Economist Alan B. Krueger (2012) writes that “the rise in inequality in the United States over the last three decades has reached the point that inequality in incomes is causing an unhealthy division in opportunities, and is a threat to our economic growth” (https://en.wikipedia.org/wiki/Main_Page).
Inequality happens everywhere around the world and in every country. If there are rich people, then there must be poor people. The difference between the poor and the rich causes inequality. What is the difference between inequality and inequity? Inequality means unfair situation, in which some groups in society have more money than others. Inequity means lack of fairness or justice.
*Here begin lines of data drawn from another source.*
PR #459, opened 2017-08-31
Test rating client

marijnschilling:
What I changed:
- [ ] tests for the rating client!
- [ ] added an error to the fetchTimestamp method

When I walked in the street last week, I saw that someone was lying on the street wearing dirty clothes. It was difficult to tell the original color of the clothes. He is probably homeless. Homeless people usually spend very little money every day because they do not have income. They cannot spend lots of money. This will be bad for the development of the economy. Consumption will decrease. The economy relies on consumption of goods and services. Goods and services can be seen as part of Gross Domestic Product (GDP). GDP impacts standard of living. Moreover, poor people usually spend a higher percentage of income than rich people. Let’s assume that poor people receive $1,000 dollars monthly income. They may spend all the money. If they get $1,200 a month, then they will spend $1,200. The sum does not cover the living expenses of the poor.
Monthly spending is different for rich people. If wealthy receive 1,000,000 dollars, then they spend $100,000. If they receive $4,000,000, then they will still spend $100,000. They already have all the things they need for living; when they get more money, there is no need to spend more.
Poor people are more likely to spend more when there is an increase in income. If the poor receive more money, then they can spend more. This will be better for the development of the economy.